**Task item**
This exercise asks for a copy of each line in the records below with the word "that" in it.

Collected data
○ ○ ○ ○ ○

PR #43, opened 2019-06-28
feat: add firstRowIsHeader param for csv meta data import

Mohammer5:
Fixes: [DHIS2-6061](https://jira.dhis2.org/browse/DHIS2-6061)

While adding the parameter I found the following bug which should be considered when reviewing this PR: [DHIS2-7221](https://jira.dhis2.org/browse/DHIS2-7221)

### DIFF
--- a/src/helpers/fields.js
+++ b/src/helpers/fields.js
@@ -55,6 +55,12 @@ const fields = {
         i18n.t('Event ID Scheme'),
         TYPE_RADIO
     ),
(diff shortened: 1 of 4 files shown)


ismay:
Let me preface this by saying that I find this app very difficult to review properly, there are a ton of uncommon patterns. I've tested with the play 2.32.0 backend though, and the csv import works as expected for me.

PR #45, opened 2019-07-09
refactor(import meta data): rename import mode labels to dry run

Mohammer5:
Fixes [DHIS2-6379](https://jira.dhis2.org/browse/DHIS2-6379)

Import mode is used in meta data import only, so simply renaming it should be safe.
I've moved it up to where the old "Dry run" previously was.


ismay:
Makes sense. Though it is a bit confusing, but this part of the app is to blame for that. Only way to make it less confusing would be if we refactor this entire part of the app where the fields get rendered, I think.

So tldr, lgtm 👍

○ ○ ○ ○ ○

**Solution for this task**
Let me preface this by saying that I find this app very difficult to review properly, there are a ton of uncommon patterns. I've tested with the play 2.32.0 backend though, and the csv import works as expected for me.
Makes sense. Though it is a bit confusing, but this part of the app is to blame for that. Only way to make it less confusing would be if we refactor this entire part of the app where the fields get rendered, I think.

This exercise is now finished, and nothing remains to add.